In Kooperation mit der Deutschen Botschaft organisiert die Andrássy-Universität beispielsweise in diesem Jahr eine Vortragsreihe mit dem Schwerpunkt auf Wirtschaft und Finanzen. Anlässlich unseres Vertragsjubiläums finden dort gemeinsam organisiert mit dem ungarischen Außenministerium etliche weitere Veranstaltung statt.
Die Alexander-von-Humboldt-Stiftung ist in Ungarn besonders aktiv. Pro Kopf der Bevölkerung hat Ungarn die meisten AvH-Stipendiaten und Preisträger.
Eine Schlüsselrolle im deutsch-ungarischen Verhältnis fällt den persönlichen Kontakten zu.
Sie sind der Nährboden für die „gefühlte Nachbarschaft“ zwischen Ungarn und Deutschland. Bei all dem, was über die institutionellen Verbindungen gesagt wurde, ist es dieses Netz, das nachhaltig wirkt. Sehr erfolgreich wird an diesem Netz auch von Menschen im Rahmen von Städtepartnerschaften gewoben. Fünfkirchen (ung. Pécs) und Fellbach haben beispielsweise bereits ihr 25jähriges Partnerschaftsjubiläum gefeiert.
Hier kommen die Menschen einander näher, sie kennen die Lebensumstände der anderen aus eigener Anschauung. Auch etliche familiäre Bande sind hieraus bereits entstanden. An den touristischen Zentren, aber auch abseits trifft man auf Landsleute.
Tausende von Studenten, Wissenschaftlern, Künstlern und Mitarbeitern von Wirtschaftsunternehmen halten sich in Ungarn oder Deutschland auf.

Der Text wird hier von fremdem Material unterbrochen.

PR #487, opened 2018-11-05
Fix a couple of shift issues

baldmountain:
### Summary of changes

- If a shift crosses a daylight savings time shift be sure to include the offset_std difference in the time conversion. This change probably fixes the issue mentioned here: https://github.com/bitwalker/timex/blob/master/lib/datetime/datetime.ex#L249-L251

- Shifting backwards into the previous month had an off by one error.

### Checklist

- [ X] Tests were added or updated to cover changes


schneiderderek:
Is there a timeline for releasing these changes in a new version of the package?

PR #489, opened 2018-12-01
Fix Negative Shifts Across Month Boundaries

michaeljguarino:
There was an off by one error in the implementation of logical shifts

„Last but not least“ ist in diesem Kontext die deutsche Minderheit zu nennen. Mit ihrer lebendigen Traditionspflege und ihren zahlreichen fruchtbaren Verbindungen nach Deutschland, die im Freundschaftsvertrag besonderer Förderung anempfohlen wird.
Zusammenfassend kann man über die deutsch-ungarischen Beziehungen sagen: sie gründen tief, sie sind vielgestaltig, und sie sind vital.
Auf dieser Basis können wir sowohl bilateral, als auch im europäischen und internationalen Kontext weiterarbeiten. An Herausforderungen mangelt es nicht.